Aléxis Sánchez es el símbolo de ese estilo. Un cohete correpies. Un bajito que serpentea con el balón a toda pastilla. Por derecha mayoritariamente, pero por izquierda también elimina contrarios con suma facilidad. Bendito chupón que cada vez que agarra la pelota le da una patada en el culo a tanto asidero táctico, a tanta alienación de la esencia del fútbol.

El Chico Maravilla del Udinese dribla con descaro. Bailó a Mendoza, su sufrido marcador, en la mayoría de las ocasiones que le encaró. La cabeza alta, el amague y la salida acelerada. Una mixtura de la velocidad de Navas y el juego de pies de Robinho. Un bailarín en moto. Sí, un extremo. Y como tal tiene la querencia de regustarse. Y qué. Es preferible ese narcisismo del regateador que todos los Dungas, Capellos y Mourinhos con su fútbol de tanquetas y todos sus títulos juntos.
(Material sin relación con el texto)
PR #399, opened 2018-12-04
[warm boot] introduce command line options to warm/fast reboot scripts

yxieca:
**- What I did**
- Add command line option parsing to warm/fast reboot script.
- Allow ignoring orchagent pausing failure with -f option.
- Add verbose output statements.
- Log progress to syslog

### DIFF
--- a/scripts/fast-reboot
+++ b/scripts/fast-reboot
@@ -22,6 +22,7 @@ function debug()
     if [[ x"${VERBOSE}" == x"yes" ]]; then
         echo `date` $@
     fi
+    logger "$@"
 }
 
 function showHelpAndExit()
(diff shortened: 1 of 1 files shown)


scripts/fast-reboot
```diff
@@ -15,10 +17,48 @@ then
...
+                ;;
+        esac
+    done
+}
+
 sonic_asic_type=$(sonic-cfggen -y /etc/sonic/sonic_version.yml -v asic_type)
 
 function clear_warm_boot()
 {
+    debug "Failure ($?) recovering ..."
```
qiluo-msft: >recovering [](start = 24, length = 10)

cleanup

scripts/fast-reboot
```diff
@@ -15,10 +17,48 @@ then
     exit 1
 fi
 
+function debug()
+{
+    if [[ x"${VERBOSE}" == x"yes" ]]; then
+        echo `date` $@
```
qiluo-msft: >echo [](start = 8, length = 4)

This is a script for shutdown. Left message on stdout may be the best choice. How about syslog?

yxieca: Good idea. I also send these debug output to syslog.

I think you meant to say not leaving messages on stdout. But I think that is what verbose supposed to mean.

yxieca:
retest this please

Issue #403, opened 2018-12-05
show interface status, show platform summary and other cmds are broken


nikos-github:
The https://github.com/Azure/sonic-utilities/pull/298 commit is breaking show commands for any port_config.ini that doesn't have an alias in it.

Alias is optional in sonic.

This is a blocker since platform/OS stability is compromised and identification as well as status for deployment is not possible.

show interface status error:

root@sonic:/# show interface status
Traceback (most recent call last):
File "/usr/bin/show", line 9, in <module>
  load_entry_point('sonic-utilities==1.2', 'console_scripts', 'show')()
File "/usr/lib/python2.7/dist-packages/pkg_resources/__init__.py", line 561, in load_entry_point
  return get_distribution(dist).load_entry_point(group, name)
File "/usr/lib/python2.7/dist-packages/pkg_resources/__init__.py", line 2631, in load_entry_point
  return ep.load()
File "/usr/lib/python2.7/dist-packages/pkg_resources/__init__.py", line 2291, in load
  return self.resolve()
File "/usr/lib/python2.7/dist-packages/pkg_resources/__init__.py", line 2297, in resolve
  module = __import__(self.module_name, fromlist=['__name__'], level=0)
File "/usr/lib/python2.7/dist-packages/show/main.py", line 199, in <module>
  iface_alias_converter = InterfaceAliasConverter()
File "/usr/lib/python2.7/dist-packages/show/main.py", line 64, in __init__
  self.port_dict[port_name]['alias']):
KeyError: 'alias'

show platform summary syslog error:
Dec 05 05:08:31 spine-1 aos[5216]:     iface_alias_converter = InterfaceAliasConverter()
Dec 05 05:08:31 spine-1 aos[5216]:   File "/usr/lib/python2.7/dist-packages/show/main.py", line 64, in __init__
Dec 05 05:08:31 spine-1 aos[5216]:     self.port_dict[port_name]['alias']):
Dec 05 05:08:31 spine-1 aos[5216]: KeyError: 'alias'

jleveque:
@paavaanan, @padmanarayana: Please add logic to check for the existence of the "alias" field before all attempts to access it in order to prevent this crash.

Per our spec, https://github.com/Azure/SONiC/wiki/Configuration, the 'alias' field is optional in ConfigDB. Therefore, we must gracefully handle the case where it doesn't exist.

nikos-github:
[...]

PR #405, opened 2018-12-06
Fix to make alias 'key' as optional atrribute in config/show commands

paavaanan:
**- What I did**

- Relaxed the validation of alias 'key' attribute as optional one. Script won't crash in the absence of alias-names in config/show commands.

**- How I did it**
- In show/main.py we fetch the alias-interface-names at startup to calculate the maximum length. Fixed by raising exception for invalid KeyError and break the operation. So, other part of script-execution won't be affected by the absence.
- In config/main.py we need to force the user to avoid configuring the CLI ["sudo config interface_naming_mode alias" ] to alias_mode. Without any alias entries in config it is useless to proceed further. So, allow alias mode configuration only when all ports are configured with suitable alias entries.

- This fix address #403 

 **- How to verify it**
show interface status
show interface counters

```
root@sonic:/home/admin# show interface status
  Interface            Lanes    Speed    MTU            Alias    Oper    Admin
-----------  ---------------  -------  -----  ---------------  ------  -------
  Ethernet0      49,50,51,52      N/A   9100   hundredGigE1/1    down       up
  Ethernet4      53,54,55,56      N/A   9100   hundredGigE1/2    down       up
  Ethernet8      57,58,59,60      N/A   9100   hundredGigE1/3    down       up
 Ethernet12      61,62,63,64      N/A   9100   hundredGigE1/4    down       up
 Ethernet16      65,66,67,68      N/A   9100   hundredGigE1/5    down       up
 Ethernet20      69,70,71,72      N/A   9100   hundredGigE1/6    down       up
 Ethernet24      73,74,75,76      N/A   9100   hundredGigE1/7    down       up
...
..
```

### DIFF
--- a/config/main.py
+++ b/config/main.py
@@ -110,7 +110,7 @@ def set_interface_naming_mode(mode):
     user = os.getenv('SUDO_USER')
     bashrc_ifacemode_line = "export SONIC_CLI_IFACE_MODE={}".format(mode)
 
-    # Check alias 'key' presence in PORT dict
+    # Ensure all interfaces have an 'alias' key in PORT dict
     config_db = ConfigDBConnector()
     config_db.connect()
     port_dict = config_db.get_table('PORT')
--- a/config/main.py
+++ b/config/main.py
@@ -124,7 +124,7 @@ def set_interface_naming_mode(mode):
             if port_dict[port_name]['alias']:
                 pass
         except KeyError:
-            click.echo("Cannot set alias mode!")
+            click.echo("Platform does not support alias mapping")
             raise click.Abort()
 
     if not user:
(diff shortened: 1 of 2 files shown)


paavaanan:
1. "You may also want to prevent the user from ever setting the naming mode to "alias" if aliases are not present." --- I already added support for this in config/main.py. With the new code change when a user tries to change the interface_naming_mode from default to "alias", it checks the presence of "alias" entry for all ports if it fails in any one of them it return "Platform does not support alias mapping error"

2. This change is included in set_interface_naming_mode() function

2. By this way we stop user from configuring alias mode at the early stage.  This approach avoid adding additional code in other part of the scripts for "alias" check. Also, minimises the possiblity of crashes in other part of code.

config/main.py
```diff
@@ -110,6 +110,23 @@ def set_interface_naming_mode(mode):
     user = os.getenv('SUDO_USER')
     bashrc_ifacemode_line = "export SONIC_CLI_IFACE_MODE={}".format(mode)
 
+    # Check alias 'key' presence in PORT dict
```
jleveque: Suggest change comment to: `# Ensure all interfaces have an 'alias' key in PORT dict`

España tendrá un duro rival en Chile, que pasó por encima del fútbol físico de los hondureños. Los acomplejó en velocidad desde el inicio. También enseñó toque, aunque siempre con la sexta metida. Eso le hace ser imprecisa en ocasiones. Eso sí, el día que esos toques se cosan puede ser temible. Tiene un mediocentro de salida clarividente como Carmona y a Matías Fernández, que sigue peleando por romper el cascarón. Se le vieron detalles buenos. El pase entrelíneas que generó el gol, por ejemplo. Lo corrió el lateral derecho Isla y su centro lo metió de rebote Beausejour tras el despeje forzado de Mendoza.

Honduras se quedó sin respuestas tras el gol. Siguió corriendo, con Palacios como motor, pero no supo qué hacer con el balón cuando lo recuperaba. Se la vio una selección muy limitada técnicamente. Sin chispa ni ingenio para generar algo diferente que no fuera un ataque a la carrera. Pavón, el veterano delantero centro, deambuló por el campo. Penó con esa silueta de veterano de regional que lo inhabilita para medirse a rivales de altura en una competición como un Mundial.

Honduras padeció mucho. Fue castigada una y otra por la velocidad de Alexis Sánchez. Se dio un empacho de regate. Una bicicleta por aquí, un balanceo de caderas por allá, un extremo gustándose, en definitiva. Un grito futbolero seguro de su regate, envalentonado. Y eso es muy de agradecer en este Mundial que se juega bajo la dictadura de los pizarreros resultadistas.

Honduras: Valladares; Mendoza, Chávez, Figueroa, Izaguirre; W. Palacios, Guevara (Thomas, m 65); Álvarez, Núñez (Martínez, m. 77), Espinoza; y Pavón (Welcome, m 79).

Chile: Bravo; Isla, Medel, Ponce, Vidal (Contreras, m. 81); Millar (Jara, m. 51), Carmona, M Fernández; Á Sánchez, Valdivia (M. González, m. 86) y Beausejour.

Goles: 0-1. M. 33. Matías Fernández da un pase interior a Isla , éste centra desde el lado derecho del área, Mendoza despeja forzado y el balón se cuela tras pegar en Beausejour.

Árbitro: Maillet, de Seychelles. Mostró tarjeta amarilla a W. Palacios, Carmona, y M. Fernández

Mbombela de Nelspruit: 32.666 espectadores.